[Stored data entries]

PR #324, opened 2023-10-23
Linter changes

MattWellie:
# Proposed Changes

  - removes flake8 & pylint (and corresponding configs)
  - implements mypy and ruff as replacements
  - remove print-statement-remover pre-commit hook
  - removes all the comments relating to linter suppression


helpers/forbidden_gene_check.py
```diff
@@ -58,9 +58,10 @@ def read_json_from_path(bucket_path: str | Path | None, default: Any = None) ->
     if isinstance(bucket_path, str):
         bucket_path = to_path(bucket_path)
 
-    if bucket_path.exists():
-        with bucket_path.open() as handle:
-            return json.load(handle)
+    if isinstance(bucket_path, Path):
```
illusional, line 61: Do you want an else fail here if you don't pass a string bucket path?

reanalysis/html_builder.py
```diff
@@ -82,10 +82,13 @@ def __init__(self, results: str | dict, panelapp: str, pedigree: Ped):
 
         # Use config to find CPG-to-Seqr ID JSON; allow to fail
         seqr_path = get_cohort_seq_type_conf().get('seqr_lookup')
-        self.seqr = {}
+        self.seqr: dict = {}
 
         if seqr_path:
-            self.seqr = read_json_from_path(seqr_path, default=self.seqr)
+            self.seqr: dict[str, str] = read_json_from_path(  # type: ignore
```
illusional, line 88: I'd add the type annotation (str,str) on the line above, probably helps some typers

reanalysis/utils.py
```diff
@@ -642,7 +641,7 @@ def check_read_depth(self, sample: str) -> list[str]:
         Returns:
             return a flag if this sample has low read depth
         """
-        threshold = get_config()['filter'].get('minimum_depth', 10)
+        threshold = SCRIPT_CONFIG['filter'].get('minimum_depth', 10)
```
illusional, line 644: Not relevant as part of this change, but you could assert filter in the config when you grab it, to save getting to this point without the key

reanalysis/utils.py
```diff
@@ -785,9 +784,10 @@ def gather_gene_dict_from_contig(
         }
     """
 
-    blacklist = []
-    if 'blacklist' in get_config()['filter'].keys():
-        blacklist = read_json_from_path(get_config()['filter']['blacklist'])
+    if 'blacklist' in SCRIPT_CONFIG['filter'].keys():
```
illusional, line 787:
```suggestion
    if 'blacklist' in SCRIPT_CONFIG['filter']:
```

reanalysis/vep_jobs.py
```diff
@@ -288,65 +282,32 @@ def vep_one(
...
     j.image(image_path('vep'))
-    STANDARD.set_resources(j, storage_gb=50, mem_gb=50, ncpu=16)
+
+    # huge resource reduction
+    STANDARD.set_resources(j, storage_gb=50, mem_gb=16, ncpu=4)
 
     if not isinstance(vcf, hb.ResourceFile):
         vcf = b.read_input(str(vcf))
 
-    if out_format == 'vcf':
```
illusional, line 296: Should these changes be in this PR?

illusional (approved):
You have an extra change for VEP that doesn't feel part of this PR - but I'll leave that for you to decide.

I've left a few sporadic changes, but otherwise LGTMichael

reanalysis/vep_jobs.py
MattWellie: ah, this is a bit of bleed from poking around in these scripts. I'll reinstate this, and make all the VEP stuff a separate change

reanalysis/html_builder.py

Task item –
Repeat every line of the data, exactly and in full.

Result below –
PR #324, opened 2023-10-23
Linter changes

MattWellie:
# Proposed Changes

  - removes flake8 & pylint (and corresponding configs)
  - implements mypy and ruff as replacements
  - remove print-statement-remover pre-commit hook
  - removes all the comments relating to linter suppression


helpers/forbidden_gene_check.py
```diff
@@ -58,9 +58,10 @@ def read_json_from_path(bucket_path: str | Path | None, default: Any = None) ->
     if isinstance(bucket_path, str):
         bucket_path = to_path(bucket_path)
 
-    if bucket_path.exists():
-        with bucket_path.open() as handle:
-            return json.load(handle)
+    if isinstance(bucket_path, Path):
```
illusional, line 61: Do you want an else fail here if you don't pass a string bucket path?

reanalysis/html_builder.py
```diff
@@ -82,10 +82,13 @@ def __init__(self, results: str | dict, panelapp: str, pedigree: Ped):
 
         # Use config to find CPG-to-Seqr ID JSON; allow to fail
         seqr_path = get_cohort_seq_type_conf().get('seqr_lookup')
-        self.seqr = {}
+        self.seqr: dict = {}
 
         if seqr_path:
-            self.seqr = read_json_from_path(seqr_path, default=self.seqr)
+            self.seqr: dict[str, str] = read_json_from_path(  # type: ignore
```
illusional, line 88: I'd add the type annotation (str,str) on the line above, probably helps some typers

reanalysis/utils.py
```diff
@@ -642,7 +641,7 @@ def check_read_depth(self, sample: str) -> list[str]:
         Returns:
             return a flag if this sample has low read depth
         """
-        threshold = get_config()['filter'].get('minimum_depth', 10)
+        threshold = SCRIPT_CONFIG['filter'].get('minimum_depth', 10)
```
illusional, line 644: Not relevant as part of this change, but you could assert filter in the config when you grab it, to save getting to this point without the key

reanalysis/utils.py
```diff
@@ -785,9 +784,10 @@ def gather_gene_dict_from_contig(
         }
     """
 
-    blacklist = []
-    if 'blacklist' in get_config()['filter'].keys():
-        blacklist = read_json_from_path(get_config()['filter']['blacklist'])
+    if 'blacklist' in SCRIPT_CONFIG['filter'].keys():
```
illusional, line 787:
```suggestion
    if 'blacklist' in SCRIPT_CONFIG['filter']:
```

reanalysis/vep_jobs.py
```diff
@@ -288,65 +282,32 @@ def vep_one(
...
     j.image(image_path('vep'))
-    STANDARD.set_resources(j, storage_gb=50, mem_gb=50, ncpu=16)
+
+    # huge resource reduction
+    STANDARD.set_resources(j, storage_gb=50, mem_gb=16, ncpu=4)
 
     if not isinstance(vcf, hb.ResourceFile):
         vcf = b.read_input(str(vcf))
 
-    if out_format == 'vcf':
```
illusional, line 296: Should these changes be in this PR?

illusional (approved):
You have an extra change for VEP that doesn't feel part of this PR - but I'll leave that for you to decide.

I've left a few sporadic changes, but otherwise LGTMichael

reanalysis/vep_jobs.py
MattWellie: ah, this is a bit of bleed from poking around in these scripts. I'll reinstate this, and make all the VEP stuff a separate change

reanalysis/html_builder.py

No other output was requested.